■ PROBLEM TO SOLVE ■
Start at the line in the entries below that contains "The module was", stop at the line that contains "- I've added", and output exactly the lines in that span, both ends included.

(Beginning of DATA)

PR #904, opened 2022-11-22
[16][MIG] mrp_restrict_lot

florian-dacosta:
Standard migration
Depends on https://github.com/OCA/stock-logistics-workflow/pull/1137

PR #1010, opened 2023-03-31
[14.0][FIX] mrp_restrict_lot avoid duplicate mo name in case of cancellation qty changes ...

bguillot:
Hello,

In some cases odoo will create a second mo with the same name.

In that case the mo name constrains raise an error.
With this PR, I try to avoi that.

Thanks


florian-dacosta (approved):
Code review LGTM

If you can review/port this here it would be nice https://github.com/OCA/manufacture/pull/904

sebastienbeau (approved):
LGTM (code review and test)

PR #625, opened 2021-03-13
[14.0][MIG] mrp_production_request -> mrp_request: Migration to V14

alan196:
### Proposed changes

Migration PR for module mrp_production_request

### Types of changes

- [ ] Bugfix (non-breaking change which fixes an issue)
- [ ] New feature (non-breaking change which adds functionality)
- [ ] Breaking change (fix or feature that would cause existing functionality to not work as expected)
- [x] Migration Update

### Checklist

- [x] I have read the CONTRIBUTING doc
- [x] I have signed the CLA
- [x] Lint and unit tests pass locally with my changes
- [x] I have added tests that prove my fix is effective or that my feature works
- [x] I have updated the necessary documentation

### Further comments

The module was renamed to [mrp_request.](https://github.com/OCA/manufacture/issues/534#issuecomment-734850047)
I have changed the dependency from stock_available_unreserved to stock_free_qty as [commented.](https://github.com/OCA/stock-logistics-warehouse/issues/981#issuecomment-751362489)

PR #1018, opened 2023-04-21
[14.0][MIG] mrp_production_request

ypapouin:
This PR is an alternative to #625, I'm not against the refactoring proposal but I don't have time to refactor all modules that depends on this one at the moment. The refactoring could be done in a second PR.

- I've added more tests to ensure that the migration does not break the existing workflow.
- The list view has been updated to the 14.0 design
- A basic kanban view has been added.

image
image


elvise:
Hi @ypapouin thanks for this PR!
I tested it but looks doesn't work "trigger manufacture request" please check this [video](http://recordit.co/nRLySqalX6)

ypapouin:
@elvise, you are right. The problem happens when the `mrp_sale_info` module is installed.
It shows up that the current implementation was invalid (by removing fields from a static list).
An exception is raised when running the scheduler (but silenced because the scheduler run in parallel).

Its working now, but please note that since MTO rule is not enabled, you have to create a « minimum stock rule » and the product must have a BoM (even empty). (This restriction could be removed in another PR since a BoM is no more necessary for a production order)

elvise:
@ypapouin thanks for your work! 
i’m testing your PR and why not add an action in rule ?

IMG_1274

for complex operations it will be more scalable…

ypapouin:
@elvise, replacing the boolean option with a route should be possible but I would prefer having this module migrated first.

PR #1019, opened 2023-04-26
[13.0][BACKPORT] mrp_multi_level: Get BoM to explode

BernatPForgeFlow:
When exploding requirements or calculating supply method, we will consider the first active BoM taking into account the routes.

Origin: https://github.com/OCA/manufacture/pull/991


LoisRForgeFlow (approved):
LGTM

PR #506, opened 2025-04-10
🎨 Re-implemented AE without Qiskit Application Modules

simon1hofmann:
Extracted from https://github.com/cda-tum/mqt-bench/pull/429


src/mqt/bench/benchmarks/ae.py
```diff
@@ -4,66 +4,66 @@
...
 
-def get_estimation_problem() -> EstimationProblem:
-    """Returns a estimation problem instance for a fixed p value."""
-    p = 0.2
 
-    """A circuit representing the Bernoulli A operator."""
-    a = QuantumCircuit(1)
-    theta_p = 2 * np.arcsin(np.sqrt(p))
-    a.ry(theta_p, 0)
+def inverse_qft(num_qubits: int) -> QuantumCircuit:
```
nquetschlich, line 61: This looks like a dead function that can be removed.

src/mqt/bench/benchmarks/ae.py
```diff
@@ -4,66 +4,66 @@
...
+    a.ry(theta_p, 0)
 
-    def __init__(self, probability: float) -> None:
-        """Initialize the Bernoulli Q operator."""
-        super().__init__(1)  # circuit on 1 qubit
+    # Apply Hadamard gates to the evaluation qubits
+    qc.h(range(num_eval_qubits))
 
-        self._theta_p = 2 * np.arcsin(np.sqrt(probability))
-        self.ry(2 * self._theta_p, 0)
```
nquetschlich, line 36: Here, there is a factor of 2 in there and that one is removed in the update. Could you briefly check whether this makes sense?

nquetschlich (changes requested):
I added two comments.

nquetschlich (approved):

PR #507, opened 2025-04-10
🔥 Removed all Benchmarks relying on `qiskit_optimization`, `qiskit_nature`, and `qiskit_algorithm` Dependencies

simon1hofmann:
Extracted from https://github.com/cda-tum/mqt-bench/pull/429:
10. removes all benchmarks relying on not-maintained-anymore dependencies qiskit_algorithms, qiskit_optimization, and qiskit_nature (making https://github.com/cda-tum/mqt-bench/pull/404 obsolete and resolves https://github.com/cda-tum/mqt-bench/issues/390 as well as resolves https://github.com/cda-tum/mqt-bench/issues/388)


src/mqt/bench/utils.py
```diff
@@ -55,14 +51,8 @@ def get_supported_benchmarks() -> list[str]:
         "realamprandom",
```
nquetschlich, line 51: I suggest to rename all VQE ansatz circuits (realamprandom, su2random, and twolocalrandom) with "vqe-<former name>" to make clear, that we still support VQE circuits. Otherwise, people could interpret it differently.

nquetschlich (approved):

src/mqt/bench/utils.py
simon1hofmann: Isn't that done in #508?

nquetschlich: Yes, I forgot about that and saw that PR later.

PR #509, opened 2025-04-10
🎨 Miscellaneous Fixes

simon1hofmann:
Extracted from #429


tests/test_bench.py
```diff
@@ -314,22 +314,6 @@ def test_routing() -> None:
     assert qc.depth() > 0
 
 
-def test_unidirectional_coupling_map() -> None:
```
nquetschlich, line 317: I think we should keep this test.

nquetschlich (changes requested):

nquetschlich (approved):

PR #518, opened 2025-04-14
✨ Added QASM3 support

simon1hofmann:
Extracted from #429:
8. adds a qasm3 export function (resolves https://github.com/cda-tum/mqt-bench/issues/389)
12. adds a algorithm level benchmark generation function for qiskit that only supports qasm3


burgholzer (approved):
Many thanks for adding this 🙏🏼 this help is much appreciated.
I just pushed two small fix ups; one for updating the lockfile and one for making the decomposition slighlty more specific. Technically, this is a bug in Qiskit that could be worth reporting. Or at least worth checking, if this is fixed in more recent versions.

The PR itself looks good to me as it is given the current (changing) state of the code base. So let's get this in 🚀 
However, looking through the code triggered a couple of follow-up request. Some of these might not be fully related to this PR specifically, but they are more general observations. Maybe @nquetschlich or @simon1hofmann could turn these into issues to follow up on after this PR is completed.

- Based on offline discussion, dropping support for TKET seems reasonable and simplifies quite some of the code base. Also with regard to exporting. It opens up the door for directly supporting Qiskit 2.0 as well as Python 3.9.
- So, after dropping TKET and related dependencies, Python 3.9 support should be added back.
- Similarly, compatibility with Qiskit 2.0 should be tested and deprecation warnings should be resolved.
- We should generalize the output logic from purely OpenQASM (2 or 3) to more general output formats. Every function parameter in this PR that is called "qasm_format" should most likely be called "output_format" and should accept values from a string enum. Once a qiskit `QuantumCircuit` is the only immediate representation we are relying on, we can really streamline the output routines and move them to a dedicated module (no more `utils` 🙃). That module should, for the beginning, definitely contain routines for exporting to QASM2, QASM3, and Qiskit's QPY, which should be easy enough to support out of the box. In the future, I would imagine this to be extended by plugins, e.g., for `tket`, `catalyst`, `cuda-q`, `mqt-core-ir`, etc. The whole point is to decouple the generation logic from the output generation logic.
- Once TKET is removed, there is no need anymore to use a `qiskit_helpers` file. The code can be reorganized to simply rely on qiskit instead of calling out to the helpers.
- Given how it is completely unrealistic to "generate all benchmarks" the respective methods can, in my opinion, be removed from the benchmark_generator. That removes another bunch of code.
- MQT Bench currently does not use PEP 735 dependency groups. Inspiration for how to add these may come from MQT QECC, which recently switched to a pure-python package and has the most modern setup in that regard (see https://github.com/cda-tum/mqt-qecc/pull/390)
- MQT Bench still uses setuptools as a build backend. There are better and more modern alternatives that also break less often. The concrete proposal here would be to switch to hatchling as a build backend. This is also covered in https://github.com/cda-tum/mqt-qecc/pull/390
- As part of the move to the new GitHub organization, we are updating the branding of the repositories and modernizing the documentation in that regard. A demo PR for this is here: https://github.com/munich-quantum-toolkit/core/pull/896 as well as the MQT Core main branch in general.
- Over in MQT Core, we now also adopted a CHANGELOG and and UPGRADE_GUIDE document to more clearly communicate changes to people. I believe this would be really good to have here as well: https://github.com/munich-quantum-toolkit/core/pull/909

That should cover it for now. I'm pretty sure I missed a couple of aspects, but tackling the above is already a great step forward.

burgholzer:
I also just pushed one more commit to this PR that raises the miminum required Qiskit version. This seems to be the first version that fixed the errors observed in the previous CI run.

PR #519, opened 2025-04-15
:fire: Dropped `TKET` dependency

simon1hofmann:


pyproject.toml
```diff
@@ -19,12 +19,9 @@ requires-python = ">=3.10"
 dynamic = ["version"]
 
 dependencies = [
-    #  manages the dependencies for qiskit and tket in a combined fashion
-    "pytket-qiskit>=0.53.0",
-    # lowest version that supports the used pytket AutoRebase pass instead of auto_rebase
-    "pytket>=1.29.0",
     # Qiskit 1.2.1 contains some fixes for importing OpenQASM 3 files
     "qiskit>=1.2.1",
+    "qiskit<=1.4.2",
```
burgholzer, line 24: You should be able to work around the build failures by replacing these lines with 
```
"qiskit>=1.2.1,<2"
```

pyproject.toml
```diff
@@ -19,12 +19,8 @@ requires-python = ">=3.10"
...
 
 dependencies = [
-    #  manages the dependencies for qiskit and tket in a combined fashion
-    "pytket-qiskit>=0.53.0",
-    # lowest version that supports the used pytket AutoRebase pass instead of auto_rebase
-    "pytket>=1.29.0",
     # Qiskit 1.2.1 contains some fixes for importing OpenQASM 3 files
-    "qiskit>=1.2.1",
+    "qiskit>=1.2.1,<2",
     "qiskit_ibm_runtime<0.37.0", # FakeBackends have been removed with 0.37.0
```
burgholzer, line 24: Ah. The error is actually coming from here, because there is no lower bound.
So the minimums session chooses the first published version.
You'd need to look up the first version on PyPI that supports Qiskit 1.2.1

Btw: you can also run these tests locally to debug
```
uvx nox -s minimums-3.12
```

simon1hofmann: I just checked the new minimal versions of packages that changed compared to `main`:                                                
qiskit-aer==0.1.0
qiskit-ibm-runtime==0.1.0
qiskit-terra==0.46.3 (new)
 
Previous minimal versions:
qiskit-aer==0.14.0.1
qiskit-ibm-runtime==0.23.0

tests/test_bench.py
```diff
@@ -370,28 +307,12 @@ def test_dj_constant_oracle() -> None:
...
-        compiler="tket",
-        provider_name="oqc",
-        device_name="oqc_lucy",
-    )
-    # check that all gates in the circuit are in the coupling map
-    cmap = [(c[0], c[1]) for c in OQCProvider.get_device("oqc_lucy").coupling_map]
-    assert qc.valid_connectivity(arch=pytket.architecture.Architecture(cmap), directed=True)
-
-
 @pytest.mark.parametrize(
```
nquetschlich, line 310: I could imagine that we can remove some of the tested benchmark instances. I used so many to cover all different combinations. Since tket is not available anymore, we most likely can reduce the number of test instances.

src/mqt/bench/cli.py
```diff
@@ -75,8 +70,6 @@ def main() -> None:
         print(qiskit_circuit_to_str(result))
         return
 
-    print(circuit_to_qasm_str(result))
```
nquetschlich, line 78: Do you know why this statement was here in the first place?

src/mqt/bench/cli.py
```diff
@@ -20,9 +19,7 @@ def format_help(self) -> str:
         """Include version information in the help message."""
         help_message = super().format_help()
         version_info = (
-            f"\nMQT Bench version: {metadata.version('mqt.bench')}\n"
-            f"Qiskit version: {metadata.version('qiskit')}\n"
-            f"TKET version: {metadata.version('pytket')}\n"
+            f"\nMQT Bench version: {metadata.version('mqt.bench')}\nQiskit version: {metadata.version('qiskit')}\n"
```
nquetschlich, line 22:
```suggestion
            f"\nMQT Bench version: {metadata.version('mqt.bench')}\n"
            f"Qiskit version: {metadata.version('qiskit')}\n"
```

src/mqt/bench/cli.py
simon1hofmann: I think it was a simplified if-else statement:

```
    if isinstance(result, QuantumCircuit):
        print(qiskit_circuit_to_str(result))
        return

(else)
    print(circuit_to_qasm_str(result))
```

src/mqt/bench/cli.py
simon1hofmann: `pre-commit` automatically formats it like this.

nquetschlich (approved):
Thanks for the changes. I think it makes sense that @burgholzer takes a look at this PR now.

burgholzer (approved):
This is looking great. Many thanks for all the work.
I merely pushed a couple of minor fix ups where I noticed that something was still slightly off.
Once CI is green. This is good to go in 🚀

PR #530, opened 2025-04-16
✨  Introduce `Hatchling` and `dependency-groups`

### LINKED ISSUE #524: ✨ Introduce PEP 735 dependency groups

MQT Bench currently does not use PEP 735 dependency groups. Inspiration for how to add these may come from MQT QECC, which recently switched to a pure-python package and has the most modern setup in that regard (see Remove C++ part of package. mqt-qecc#390)

see above

### LINKED ISSUE #525: ✨ Switch to `hatchling` as build backend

(End of DATA)

■ ANSWER AREA ■
The module was renamed to [mrp_request.](https://github.com/OCA/manufacture/issues/534#issuecomment-734850047)
I have changed the dependency from stock_available_unreserved to stock_free_qty as [commented.](https://github.com/OCA/stock-logistics-warehouse/issues/981#issuecomment-751362489)

PR #1018, opened 2023-04-21
[14.0][MIG] mrp_production_request

ypapouin:
This PR is an alternative to #625, I'm not against the refactoring proposal but I don't have time to refactor all modules that depends on this one at the moment. The refactoring could be done in a second PR.

- I've added more tests to ensure that the migration does not break the existing workflow.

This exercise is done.